My friend now mentioned to the Khansamah, a very old but very active and intelligent man, the sight we had seen on the road—the regiment of monkeys.
"Ah!" exclaimed the old man, "it is about the time."
"What time?"
"Well, Sahib, about every five years that tribe comes up the country to pay a visit to this place; and another tribe comes about the same time from the up-country—the hills. They meet in a jungle behind the old Hindoo temple, and there embrace each other as though they were human beings and old friends who had been parted for a length of time. I have seen in that jungle as many as four or five thousand. The Brahmins say that one large tribe comes all the way from Ajmere, and another from the southern side of the country, and from Nepal and Tirhoot. There were hundreds of monkeys here this morning, but now I do not see one. I suppose they have gone to welcome their friends."
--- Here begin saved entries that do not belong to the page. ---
PR #2608, opened 2022-09-18
fix various terraform issues / warnings

tamirkamara:
## What is being addressed

Since we upgraded some of the Terraform providers we use, we see deprecation warnings. 
This sorts all of those.

PR #2702, opened 2022-10-04
Disable network policies for private endpoints

### LINKED ISSUE #2667: Get 500 error from api when calling /link for export airlock request
**Describe the bug**
Both from the UI and the API directly I get a 500 Unable to process request error when trying to get a SAS link on a draft export airlock request. I'm authenticated as a researcher role and am able to generate links for import requests without any issues.

image

**Steps to reproduce**

1. Run the UI
1. Create an export airlock request as a researcher within a workspace
1. Press Generate on the files link field

tanya-borisova:
# Resolves #2667 

## What is being addressed

It seems that in https://github.com/microsoft/AzureTRE/pull/2608, a degradation was introduced: API can no longer connect to Services subnet in Workspaces, thus creation of Airlock export links is broken.

It seems that we do not yet intend enabling network policies for private endpoints, so in this PR I'm disabling all of them. 

I have tested that disabling network policies on Services subnet in a Workspace fixes the problem of creating export Airlock requests.

### DIFF
--- a/templates/core/terraform/network/network.tf
+++ b/templates/core/terraform/network/network.tf
@@ -27,7 +27,7 @@ resource "azurerm_subnet" "app_gw" {
   virtual_network_name                          = azurerm_virtual_network.core.name
   resource_group_name                           = var.resource_group_name
   address_prefixes                              = [local.app_gw_subnet_address_prefix]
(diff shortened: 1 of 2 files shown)


stuartleeks (approved):
LGTM based on the discussion earlier :-)

PR #2704, opened 2022-10-05
Add Explicit Dependency to App Gateway

martinpeck:
# Resolves 2598

## What is being addressed

This adds an explicit dependency to the app gateway so that it waits until the private link has been set up. The hope is that this prevents the situations where deployments result in an app gateway returning 502 errors.


marrobi (commented):
Rather than an explicit dependancy, if the app gw backend was to reference the private endpoint fqdn, it should wait. I expect at present its using the web app fqdn, hence waiting for the web app, not private endpoint. 

https://registry.terraform.io/providers/hashicorp/azurerm/latest/docs/resources/private_endpoint#fqdn

marrobi:
Yup, see https://github.com/microsoft/AzureTRE/blob/main/templates/core/terraform/main.tf#L89.

martinpeck:
As per conversation elsewhere let's keep this as a dependency, see if the issue goes away, and then look to improve the fix later.

stuartleeks (approved):
LGTM

PR #2705, opened 2022-10-05
New /workspaces/<workspace-id>/scopeid endpoint

### LINKED ISSUE #2662: Update Auth Script to name WS App Scope IDs the same as auto_create does
Now the UI infers the scope ID based on convention, the `create_workspace_application.sh` script need to be updated to name the Scope ID in the format:

`<TRE_ID>-ws-<last-4-chars-of-ws-id>`

Also need to highlight this breaking change in the Changelog.

damoodamoo:
# Resolves #2662 

Few notes on this:
- We need to get the workspace by id - for which we need a workspace token. The `/workspaces` endpoint uses Graph calls to check whether the user can see a given workspace or not - but this requires `Directory.ReadAll` permission, which some customers are not comfortable with. In this case they will not use the dashboard page, but provide links direct to the `/workspace/<id>` page in the UI.
- A TRE user has no way to get the workspace by id without getting the token - for which we need to know the `scope_id`
- A previous approach used the fact that AAD apps are generated in a consistent way by terraform, so we could infer the `scope_id` by convention... BUT this failed when considering manually created / scripted AAD apps.

The new approach allows any TRE User to query the `/workspaces/<id>/scopeid` endpoint, which will return _just_ the scope ID for that workspace, and no other properties. There are unit tests here to cover this. The scope ID is then used to get a token and authenticate against the workspace to get it.


marrobi (approved):
LGTM

PR #2677, opened 2022-10-02
Upgrade Terraform Mixing to 1.0.0-rc.1

tamirkamara:
# Resolves #2659

## What is being addressed

The terraform mixin in porter now includes mirroring of providers internally so we can remove the process we did in our dockerfile.tmpl in our templates.

## How is this addressed

- Resource processor image used the 1.0.0.rc.1 of the terraform mixin
- Remove terraform mixin commands from all templates

PR #2590, opened 2022-09-13
Block TRE access to Terraform/Hashicorp domains

tamirkamara:
# Resolves #2445 

## What is being addressed

With all bundles implementing Terraform provider mirroring it's time to start blocking TRE communication to Terraform/Hasihcorp domains. 

## Migration

It's advised to upgrade your firewall to the new `0.5.0` version if all your deployed tre resources are at (or above) the versions below.
If you have created and deployed custom templates that use Terraform, you need to make sure you mirror providers. Look at the _dockerfile.tmpl_ of one our templates for an example.

The method to do this upgrade is manual - upgrade the _templateVersion_ of `tre-shared-service-firewall` resource in Cosmos to `0.5.0`

| template name | version |
| ----- | ----- |
| tre-workspace-base | 0.3.28 |
| tre-workspace-unrestricted | 0.1.9 |
| tre-service-mlflow | 0.3.7 |
| tre-service-innereye | 0.3.5 |
| tre-workspace-service-gitea | 0.3.8 |
| tre-workspace-service-mysql | 0.1.2 |
| tre-service-guacamole-linuxvm | 0.4.13 |
| tre-service-guacamole-windowsvm | 0.4.8 |
| tre-service-guacamole | 0.4.5 |
| tre-user-resource-aml-compute-instance | 0.3.2 |
| tre-service-azureml | 0.4.8 |
| tre-shared-service-cyclecloud | 0.2.6 |
| tre-shared-service-gitea | 0.3.14 |
| tre-shared-service-airlock-notifier | 0.1.2 |
| tre-shared-service-certs | 0.1.3 |
| tre-shared-service-sonatype-nexus | 2.1.6 |
| tre-shared-service-firewall | 0.4.3 |

PR #2716, opened 2022-10-10
Allow access to Terraform/Hashicorp domains

tanya-borisova:
## What is being addressed

For release 0.5.0, we're temporarily reverting change that blocked TRE access to hashicorp domain. 
https://github.com/microsoft/AzureTRE/pull/2590/files 

Having the change in the release means that customers wanting to upgrade to TRE 0.5.0 need to upgrade all bundles they use in TRE at the same time as they upgrade the firewall, which can be difficult for some customers (e.g. there is no clear path to upgrade the Nexus shared service). 

By reverting temporarily the blocking of Hashicorp domains, we give customers time to upgrade the resources they use to the new bundles that use the new mixin (see https://github.com/microsoft/AzureTRE/pull/2677).
After that, we block access to hashicorp domain in one of the future releases. 

## How is this addressed

- Revert PR https://github.com/microsoft/AzureTRE/pull/2590
- Move version of firewall bundle forward to 0.6.1
- Updated CHANGELOG


stuartleeks (approved):
LGTM

templates/shared_services/firewall/porter.yaml
```diff
@@ -1,6 +1,6 @@
 ---
 name: tre-shared-service-firewall
-version: 0.6.0
+version: 0.6.1
```
tamirkamara, line 3: @tanya-borisova why would one upgrade to the newer firewall versions in the first place and run into this issue?
Iirc the changes in the recent versions are exactly that so a way to avoid the issue is not to upgrade the firewall. You can resolve this after considering.

tanya-borisova: @tamirkamara  You are correct that if firewall isn't upgraded, customers don't run into this issue. Currently, in the CHANGELOG, customers are advised to upgrade firewall, at which point, if they have any old bundles still deployed, these will stop working. 

We have discussed two options with the team and others, for the way forward with the release: 

Option 1 is what you suggest. We make the release with code changes as-is, but we advise customers to not upgrade firewall until all their bundles are upgraded (to the ones that are built with the new mixin).

Option 2. We make a code change before we do the release, which would temporarily revert blocking of hashicorp domains in firewall. This means that customers have time to upgrade their bundles to use the new mixin, which is only available in this release. 

We think that doing option 2 provides a better upgrading strategy for customers, as they can take time to upgrade their bundles and be confident everything is upgraded, before they upgrade the firewall in the future. It also means we have a way to release any other change or fix to firewall, should the need arise, before customers finished upgrading their bundles.

PR #2718, opened 2022-10-10
Simplify makefile commands

tanya-borisova:
## What is being addressed

There are helpful functions defined in Makefile to build, publish and register different types of bundles.
Unfortunately they are defined as functions which means they can't be called easily from the command line.

Convert them to targets so that a bundle can be easily built, published, and registered in one line with a command like this:

```
make user_resource_bundle BUNDLE=guacamole-azure-export-reviewvm WORKSPACE_SERVICE=guacamole
```

or

```
make workspace_bundle BUNDLE=base
```


Makefile
```diff
@@ -251,17 +251,21 @@ bundle-register:
 		--current --insecure --tre_url "$${TRE_URL:-https://$${TRE_ID}.$${LOCATION}.cloudapp.azure.com}" --verify \
 		--workspace-service-name "$${WORKSPACE_SERVICE_NAME}"
 
-workspace_bundle = $(MAKE) bundle-build bundle-publish bundle-register \
-	DIR="${MAKEFILE_DIR}/templates/workspaces/$(1)" BUNDLE_TYPE=workspace
+workspace_bundle:
```
tanya-borisova, line 254: These targets shouldn't be used anywhere apart from `prepare-for-e2e` target below, so it should be okay to change them

Makefile
```diff
@@ -290,11 +294,11 @@ build-and-deploy-ui:
 	&& if [ "$${DEPLOY_UI}" != "false" ]; then ${MAKEFILE_DIR}/devops/scripts/build_deploy_ui.sh; else echo "UI Deploy skipped as DEPLOY_UI is false"; fi \
 
 prepare-for-e2e:
```
tanya-borisova, line 289: Not sure this target is needed anymore. I am probably the only person using it... I would probably just replace the reference to it here: https://github.com/microsoft/AzureTRE/blob/main/docs/tre-developers/end-to-end-tests.md?plain=1#L17  with concrete commands to run

martinpeck (approved):
LGTM

tanya-borisova:
/test-force-approve

No point taking it through CI as these are the targets that aren't used there

Issue #2503, opened 2022-08-24
Add Title field to airlock requests


jjgriff93:
## Description

The Airlock request object should include a Title field (a short descriptive name to help reviewers identify what the request pertains to, i.e. "Clinical trial data for ML model training"). This will be used by the UI when displaying a list of requests to help differentiate them (the longer businessJustification field does not cover this purpose).

## Acceptance criteria

- [ ] Airlock request objects processed by API have new "title" field and this gets returned by API
- [x] Older deployments of airlock have migration path to new structure
- [x] Show the new field in the airlock UI (list and in view pane)

PR #2722, opened 2022-10-11
add title to airlock request (#2503)

hizni:
# Resolves:  add a title to airlock request (#2503)

## What is being addressed

Adds a title to the airlock request to have a terse description that allows the request to be more identifiable. 

## How is this addressed

- Adds the ability to add a title to the airlock request
- This title is then visible when viewing the airlock request
- Updated the interaction with the API to store this new data


jjgriff93:
Closing this as it is continued in #2731

PR #2725, opened 2022-10-11
Fix dev container CLI install path and shared services install jq command

### LINKED ISSUE #2724: Shared services pipeline install fails with 409 if status isn't deployed
If try to run the pipeline and a shared service is installed with a status other than deployed the install will proceed and error with a 409. The status should not matter - redeployment should fail.

marrobi:
# Resolves #2724

## What is being addressed
- Makes the CLI install path relative in the dev container
- Deploy shared services script not concerned about deployment status

### DIFF
--- a/devops/scripts/deploy_shared_service.sh
+++ b/devops/scripts/deploy_shared_service.sh
@@ -49,7 +49,7 @@ if [[ "$last_result" != 0 ]]; then
 fi
 
 deployed_shared_service=$(echo "${get_shared_services_result}" \
-  | jq -r ".sharedServices[] | select(.templateName == \"${template_name}\" and .deploymentStatus == \"deployed\")")
+  | jq -r ".sharedServices[] | select(.templateName == \"${template_name}\")")
 
 if [[ -n "${deployed_shared_service}" ]]; then
   # Get template version of the service already deployed
--- a/devops/scripts/deploy_shared_service.sh
+++ b/devops/scripts/deploy_shared_service.sh
@@ -49,7 +49,7 @@ if [[ "$last_result" != 0 ]]; then
 fi
 
 deployed_shared_service=$(echo "${get_shared_services_result}" \
-  | jq -r ".sharedServices[] | select(.templateName == \"${template_name}\" and (.deploymentStatus != \"deleted\" or .deploymentStatus != \"deploymentFailed\"))")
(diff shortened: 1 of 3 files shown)


devops/scripts/deploy_shared_service.sh
```diff
@@ -49,7 +49,7 @@ if [[ "$last_result" != 0 ]]; then
 fi
 
 deployed_shared_service=$(echo "${get_shared_services_result}" \
-  | jq -r ".sharedServices[] | select(.templateName == \"${template_name}\" and .deploymentStatus == \"deployed\")")
```
tanya-borisova, line 52: Yeah this condition is something I missed when I was working on this https://github.com/microsoft/AzureTRE/pull/2235/files 
Sorry!

I think the right condition is to check that the status is not "deleted". As if it is "deleted", we can attempt the deployment again, but not in any other case

tanya-borisova (changes requested):
Requested changes as I think the condition in shared services script needs to be changed and not removed

devops/scripts/deploy_shared_service.sh
tanya-borisova: Actually, if the status is deploymentFailed, we can also attempt the deployment again

marrobi: @tanya-borisova and we won't get a 409 in either of those cases?

marrobi: Made that change.

tanya-borisova (approved):

devops/scripts/deploy_shared_service.sh
```diff
@@ -49,7 +49,7 @@ if [[ "$last_result" != 0 ]]; then
...
+  | jq -r ".sharedServices[] | select(.templateName == \"${template_name}\" and (.deploymentStatus != \"deleted\" or .deploymentStatus != \"deploymentFailed\"))")
```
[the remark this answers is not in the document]
marrobi: Good catch? I was going by @tanya-borisova comment above. Can you let me know.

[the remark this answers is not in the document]
tanya-borisova: it's correct, good spot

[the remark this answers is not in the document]
marrobi: I've updated, as think you are correct.

PR #2740, opened 2022-10-16
Create and delete Airlock Review VMs

### LINKED ISSUE #2735: Create Review VM from the Airlock UI screen
## Description

As a TRE Airlock Manager
I want to have a button next to the Airlock Request to spin up the Review VM
So that I don't have to remember which workspace and workspace service to create it in and I don't have to copy SAS URL

### Configuration

We propose to add an additional nested block to Research Workspace (=base workspace) properties for configuring the Airlock Review VMs. 

This could look like this: 

```
{
    "id": "<id>",
    "templateName": "tre-workspace-base",
    "templateVersion": "0.3.28",
    "properties": {
        "enable_airlock": true,
        "airlock_review_config": {
            "import": {
                "workspace_id": "<guid>",  // ID for the already deployed Import Review Workspace to use for reviews
                "workspace_service_id": "<guid>",  // ID for the already deployed Workspace Service to deploy review VMs to
                "user_resource_template_name": "guacamole-azure-import-reviewvm"  // the user resource template to create
            },
            "export": {
                "workspace_serivce_id": "<guid>",  // ID for the already deployed Workspace Service to deploy review VMs to
                "user_resource_template_name": "guacamole-azure-import-reviewvm"  // the user resource template to create
            },
        },
    // other properties as normal
    },
```

The `export` section does not have `workspace_id` because for export it will always be the Research Workspace the data is exported from. 
The corresponding resources need to already be deployed before this configuration can be set, which is why we should recommend users to issue an update on an existing resource if they wish to configure Airlock Review. 

### UI screens

We then propose to add a button / screen on the UI next to the Airlock Review requests ([updated in Figma](https://www.figma.com/file/Ncl8TJsFf2WKf3frrqTbtq/AzureTRE-OSS-UI?node-id=306%3A21280)): 

image

image

image

The button will be greyed out if the above configuration is not set for the workspace, with a message for the user to ask their TRE admin to configure this for them. 

image

If there already is a review VM created for the request by this user, it could show a link to that created review VM. 
If the review VM was created by another user, it could show a message saying that another user is currently reviewing this request. For this, the `review_user_resources` field in Airlock Request object is used (see below).

image

### API endpoint

Add a corresponding API endpoint that will create a review User Resource

`/api/workspaces/{workspace_id}/requests/{airlock_request_id}/create-review-user-resource`

This will accept the Research Workspace ID and Request ID as parameters, from the properties outlined above will determine in which Workspace and Workspace Service to create them in, will create the user resource and return the Operation to watch, which will be tracked in the usual way on the UI. 

The API endpoint will also update the Request object with the information on this VM: 

```
{
    "id": "45e1d9d8-f669-47bf-b0eb-a11bb34aa456",
    "workspaceId": "26f41c2a-2bed-4f78-a745-c41ca8f326fe",
    "requestType": "export",
    "files": [
        {
            "name": "research_result.txt",
            "size": 7
        }
    ],
    "review_user_resources": [
        {
            "id": "<guid>",
            "workspace_id": "<guid>",
            "workspace_service_id": "<guid>"
        }
    ],
    // other properties as normal
}
```

## Acceptance criteria

- [x] #2736
- [x] #2737
- [x] #2738
- [ ] #2830

### LINKED ISSUE #2737: API endpoint is added for creating Review user resources
See the parent task for details

tanya-borisova:
# Resolves #2737

## What is being addressed

Add endpoints for creating an Airlock Review user resources.
Add cleaning up of these user resources in `/review` method. 
For details on the design, please see the parent issue https://github.com/microsoft/AzureTRE/issues/2735 

The methods can be used so long as the workspace configuration is set up appropriately. 

Additionally, made changes to tre-service-guacamole-import-reviewvm and tre-service-guacamole-export-reviewvm to make the correct configuration the default one.


api_app/api/routes/airlock_resource_helpers.py
```diff
@@ -42,12 +50,28 @@ async def save_and_publish_event_airlock_request(airlock_request: AirlockRequest
         raise HTTPException(status_code=status.HTTP_503_SERVICE_UNAVAILABLE, detail=strings.EVENT_GRID_GENERAL_ERROR_MESSAGE)
 
 
-async def update_and_publish_event_airlock_request(airlock_request: AirlockRequest, airlock_request_repo: AirlockRequestRepository, user: User, new_status: AirlockRequestStatus, workspace: Workspace, request_files: List[AirlockFile] = None, status_message: str = None, airlock_review: AirlockReview = None):
+async def update_and_publish_event_airlock_request(
+        airlock_request: AirlockRequest,
+        airlock_request_repo: AirlockRequestRepository,
+        user: User,
+        workspace: Workspace,
+        new_status: AirlockRequestStatus = None,
```
tanya-borisova, line 58: new_status can now be None to account for the case when the status isn't changed

tanya-borisova:
@marrobi @damoodamoo  This is how creation of the workspace screen looks like now, possibly something here is broken as the description text repeats twice. However it doesn't currently ask for any inputs (maybe that also is a bug?)

image

api_app/api/routes/airlock.py
```diff
@@ -67,18 +75,123 @@ async def retrieve_airlock_request_by_id(airlock_request=Depends(get_airlock_req
...
+                            Please ask your TRE administrator to check the configuration. Details: {str(e)}")
+
+    # Getting the SAS URL
+    airlock_request_sas_url = get_airlock_container_link(airlock_request, user, workspace)
+
+    # Now have all components for user resource, create an object for it
+    user_resource_create = UserResourceInCreate(
+        templateName=user_resource_template_name,
+        properties={
+            "display_name": "Review VM",
```
jjgriff93, line 139: Should we maybe say Airlock Review VM to be explicit? For cases where its an Export request they'll have a number of VMs showing up perhaps alongside regular VMs

api_app/api/routes/airlock.py
```diff
@@ -90,19 +203,35 @@ async def create_airlock_review(airlock_review_input: AirlockReviewInCreate, air
     elif airlock_review.reviewDecision.value == AirlockReviewDecision.Rejected:
         review_status = AirlockRequestStatus.RejectionInProgress
 
-    updated_airlock_request = await update_and_publish_event_airlock_request(airlock_request=airlock_request, airlock_request_repo=airlock_request_repo, user=user, new_status=review_status, workspace=workspace, airlock_review=airlock_review)
+    # If there was a VM created for the request, clean it up as it will no longer be needed
+    # In this request, we aren't returning the operations for clean up of VMs,
+    # however the operations still will be saved in the DB and displayed on the UI as normal.
+    _ = await delete_review_user_resources(
```
jjgriff93, line 209: Should this maybe be moved to after the update airlock request completes, as if it fails for whatever reason, the review VM will have been deleted but the request would still be in a review status

jjgriff93 (approved):
Really great work! Just some minor suggestions etc., up to you which you want to look at/ignore

api_app/api/routes/airlock.py
tanya-borisova: Yes good point, will rename. By the way, researchers will not see the Review VMs, as they only can see their own VMs. Same for Airlock Managers, they won't see the research VMs. But in any case it's best to be explicit!

api_app/api/routes/airlock.py
```diff
@@ -67,18 +75,123 @@ async def retrieve_airlock_request_by_id(airlock_request=Depends(get_airlock_req
...
+    try:
+        workspace_service = workspace_service_repo.get_workspace_service_by_id(workspace_id=workspace_id, service_id=workspace_service_id)
+    except EntityDoesNotExist as e:
+        logging.error(f"Failed to get workspace serivce {workspace_service_id} for workspace {workspace_id}: {str(e)}")
+        raise HTTPException(status_code=status.HTTP_422_UNPROCESSABLE_ENTITY,
+                            detail=f"Failed to retrive Airlock Review configuration for workspace {workspace.id}.\
+                            Please ask your TRE administrator to check the configuration. Details: {str(e)}")
+
+    # Getting the SAS URL
+    airlock_request_sas_url = get_airlock_container_link(airlock_request, user, workspace)
```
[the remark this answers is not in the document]
tanya-borisova: The method raises HTTPException in case something goes wrong, I'll leave a comment about that

api_app/api/routes/airlock.py
tanya-borisova: A very good point! Will do that

tanya-borisova:
/test-force-approve

Successful test run in a comment above

PR #2742, opened 2022-10-18
Remove shared service name prefix

tamirkamara:
## What is being addressed

A previous change introduced a prefix for the shared service display_name when deployed via script/cli. This PR fixes that back so that the firewall (for example) shared service will be listed as just "firewall" with nothing extra.


marrobi (approved):

stuartleeks (approved):
LGTM - thanks!

PR #2745, opened 2022-10-18
Fix Airlock notifier deployment

tanya-borisova:
## What is being addressed

- Fix deployment of Airlock notifier (previously was failing with ` StatusCode=400 -- Original Error: Code="BadRequest" Message="The parameter 'MinimumElasticInstanceCount' has an invalid value. `)


damoodamoo (approved):

tanya-borisova:
/test-force-approve

This bundle isn't used in tests

Issue #2707, opened 2022-10-06
Add missing table format queries for tre CLI commands


stuartleeks:
## Description

As a TRE Administrator
I want to have default table renderings for CLI commands
So that I am productive when interactively using the `tre` CLI

## Acceptance criteria

- [ ] All CLI commands that allow tabular output have default table queries specified

stuartleeks:
The remaining queries here are in the costs commands and require [JMESPath lexical scopes](https://jmespath.site/#wiki-lexical-scopes) which are a new proposal and not yet implemented.

Issue #2706, opened 2022-10-06
Ensure full API coverage in the tre CLI


stuartleeks:
## Description

As a TRE Administrator
I want to be able to use the full TRE API via the `tre` CLI
So that I can automate all aspects of the TRE

## Acceptance criteria

- [ ] All API endpoints are reflected in the `tre` CLI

The sowars who had been deputed to follow the tribe now rode up, and reported that in the vicinity of the old temple there was an army of apes—an army of forty thousand! One of the sowars, in the true spirit of Oriental exaggeration, expressed himself to the effect that it would be easier to count the hairs of one's head than the number there assembled.
"Let us go and look at them," I suggested, "and by the time we return the lady may be stirring."
"But we will not go on foot," said my friend; "we will ride the sowars' horses. In the first place, I have an instinctive horror of apes, and should like to have the means of getting away from them speedily, if they became too familiar or offensive. In the second place, I do not wish to fatigue myself by taking so long a walk in the heat of the day."
We mounted the horses, and were soon at the spot indicated by the sowars. There were not so many as had been represented; but I am speaking very far within bounds when I state that there could not have been fewer than eight thousand, and some of them of an enormous size. I could scarcely have believed that there were so many monkeys in the world if I had not visited Benares, and heard of the tribes at Gibraltar. Their sticks, which were thrown together in a heap, formed a very large stack of wood.
"What is this?" my friend said to one of the Brahmins; for since his appointment he had never heard of this gathering of apes.